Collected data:
PR #1763, opened 2021-03-12
Test PHP 8.0 with github action

deguif:


deguif:
@XWB PHP 8.0 is now tested successfully in CI.

PR #1771, opened 2021-03-15
Remove BC layer for dynamic templates

deguif:


src/DependencyInjection/Configuration.php
```diff
@@ -91,12 +91,18 @@ private function getDynamicTemplateNode()
...
                                 ->treatNullLike([])
                             ->end()
                         ->end()
                     ->end()
                 ->end()
+                ->validate()
+                    ->ifTrue(static function ($v) {
+                        return 1 !== \count($v);
+                    })
+                    ->thenInvalid('Dynamic template should consist of a single named object: %s.')
```
deguif, line 104: Using `named object` wording as stated in the doc: https://www.elastic.co/guide/en/elasticsearch/reference/7.x/dynamic-templates.html#dynamic-templates

PR #1774, opened 2021-03-15
Fix wrong method call signature in examples

deguif:


doc/usage.md
```diff
@@ -268,12 +268,10 @@ $fieldQuery->setFieldQuery('title', 'I am a title string');
 $fieldQuery->setFieldParam('title', 'analyzer', 'my_analyzer');
 $boolQuery->addShould($fieldQuery);
 
-$tagsQuery = new \Elastica\Query\Terms();
-$tagsQuery->setTerms('tags', ['tag1', 'tag2']);
```
deguif, line 272: `setTerms()` only accepts a single argument now.
This can also be simplified by passing `field` and `terms` directly in constructor.

PR #1776, opened 2021-03-15
Remove import on native php class

deguif:


XWB:
Is it bad practise to import a native php class?

deguif:
@XWB that depends of projects ;)
Here's it's to be consistent with other imports.

PR #1779, opened 2021-03-16
Test with nightly php version

deguif:


XWB:
We have PHP 8.1 covered in the master branch.

PR #2195, opened 2024-07-06
LaTeX: remove hidelinks argument

Alex-Jordan:
I get a warning from the `=true` that this has right now. Consulting documentation, it's not supposed to take an argument.


rbeezer:
Excellent, one more `Warning` gone.  ;-)  Two notes:

* Only used for "print" PDF, so not part of normal testing (took me a minute to figure that out).
* I added in a few `tex.stackexchange` links as code comments.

AIM OF THE EXERCISE: Locate the line that contains "PR #1774, opened 2021-03-15", then please quote it and every line after it to the end of the entries above, exactly and with nothing else.

FINISHED EXERCISE:
PR #1774, opened 2021-03-15
Fix wrong method call signature in examples

deguif:


doc/usage.md
```diff
@@ -268,12 +268,10 @@ $fieldQuery->setFieldQuery('title', 'I am a title string');
 $fieldQuery->setFieldParam('title', 'analyzer', 'my_analyzer');
 $boolQuery->addShould($fieldQuery);
 
-$tagsQuery = new \Elastica\Query\Terms();
-$tagsQuery->setTerms('tags', ['tag1', 'tag2']);
```
deguif, line 272: `setTerms()` only accepts a single argument now.
This can also be simplified by passing `field` and `terms` directly in constructor.

PR #1776, opened 2021-03-15
Remove import on native php class

deguif:


XWB:
Is it bad practise to import a native php class?

deguif:
@XWB that depends of projects ;)
Here's it's to be consistent with other imports.

PR #1779, opened 2021-03-16
Test with nightly php version

deguif:


XWB:
We have PHP 8.1 covered in the master branch.

PR #2195, opened 2024-07-06
LaTeX: remove hidelinks argument

Alex-Jordan:
I get a warning from the `=true` that this has right now. Consulting documentation, it's not supposed to take an argument.


rbeezer:
Excellent, one more `Warning` gone.  ;-)  Two notes:

* Only used for "print" PDF, so not part of normal testing (took me a minute to figure that out).
* I added in a few `tex.stackexchange` links as code comments.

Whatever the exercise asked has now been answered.